WHAT TO PRODUCE. Reproduce, from the lines below, exactly the stretch that begins at the line containing "# What does this PR do?" and ends at the line containing "## Test Plan", both included.

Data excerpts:
*-*-*

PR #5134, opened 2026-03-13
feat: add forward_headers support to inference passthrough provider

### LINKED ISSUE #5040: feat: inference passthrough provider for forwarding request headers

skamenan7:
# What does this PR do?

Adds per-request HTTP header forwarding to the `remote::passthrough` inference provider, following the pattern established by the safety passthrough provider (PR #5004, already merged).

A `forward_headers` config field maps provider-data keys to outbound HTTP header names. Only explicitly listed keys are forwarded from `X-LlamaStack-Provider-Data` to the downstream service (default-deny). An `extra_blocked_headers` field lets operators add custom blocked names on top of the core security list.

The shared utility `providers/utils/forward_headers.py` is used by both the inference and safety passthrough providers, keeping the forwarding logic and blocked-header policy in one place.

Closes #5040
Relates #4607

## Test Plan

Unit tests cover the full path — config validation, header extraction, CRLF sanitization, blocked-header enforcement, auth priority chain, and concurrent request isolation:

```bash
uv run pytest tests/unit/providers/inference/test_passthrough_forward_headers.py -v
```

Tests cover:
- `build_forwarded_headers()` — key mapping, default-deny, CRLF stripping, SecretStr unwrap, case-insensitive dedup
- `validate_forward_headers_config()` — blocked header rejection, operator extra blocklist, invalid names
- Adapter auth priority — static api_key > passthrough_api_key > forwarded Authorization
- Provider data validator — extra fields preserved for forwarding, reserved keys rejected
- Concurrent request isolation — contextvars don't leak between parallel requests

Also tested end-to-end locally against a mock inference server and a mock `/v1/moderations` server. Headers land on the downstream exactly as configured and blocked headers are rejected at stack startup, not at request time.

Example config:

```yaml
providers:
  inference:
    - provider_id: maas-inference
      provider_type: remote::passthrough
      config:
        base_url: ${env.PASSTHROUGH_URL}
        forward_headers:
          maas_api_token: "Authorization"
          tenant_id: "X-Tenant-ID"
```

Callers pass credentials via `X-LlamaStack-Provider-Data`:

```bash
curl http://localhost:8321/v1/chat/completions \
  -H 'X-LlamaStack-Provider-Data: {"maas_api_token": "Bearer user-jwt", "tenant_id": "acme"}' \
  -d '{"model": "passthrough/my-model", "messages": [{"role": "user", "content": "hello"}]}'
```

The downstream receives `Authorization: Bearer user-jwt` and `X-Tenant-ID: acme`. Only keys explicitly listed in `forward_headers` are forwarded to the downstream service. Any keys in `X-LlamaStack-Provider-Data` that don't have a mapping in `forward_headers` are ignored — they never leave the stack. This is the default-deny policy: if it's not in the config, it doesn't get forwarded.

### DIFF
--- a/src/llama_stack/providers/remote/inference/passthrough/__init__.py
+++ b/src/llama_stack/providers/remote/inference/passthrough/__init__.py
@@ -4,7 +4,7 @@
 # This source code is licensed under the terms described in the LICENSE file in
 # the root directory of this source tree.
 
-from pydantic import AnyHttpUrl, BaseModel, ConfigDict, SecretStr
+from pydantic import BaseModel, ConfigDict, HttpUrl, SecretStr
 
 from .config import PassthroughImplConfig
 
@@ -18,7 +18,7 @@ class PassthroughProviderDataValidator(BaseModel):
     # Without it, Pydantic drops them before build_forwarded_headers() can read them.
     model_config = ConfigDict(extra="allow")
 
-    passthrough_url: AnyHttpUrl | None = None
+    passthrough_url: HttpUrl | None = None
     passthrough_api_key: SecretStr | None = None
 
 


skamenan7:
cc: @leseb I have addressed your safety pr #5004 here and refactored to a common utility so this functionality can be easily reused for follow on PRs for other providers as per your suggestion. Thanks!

*-*-*

EXPECTED ANSWER.
# What does this PR do?

Adds per-request HTTP header forwarding to the `remote::passthrough` inference provider, following the pattern established by the safety passthrough provider (PR #5004, already merged).

A `forward_headers` config field maps provider-data keys to outbound HTTP header names. Only explicitly listed keys are forwarded from `X-LlamaStack-Provider-Data` to the downstream service (default-deny). An `extra_blocked_headers` field lets operators add custom blocked names on top of the core security list.

The shared utility `providers/utils/forward_headers.py` is used by both the inference and safety passthrough providers, keeping the forwarding logic and blocked-header policy in one place.

Closes #5040
Relates #4607

## Test Plan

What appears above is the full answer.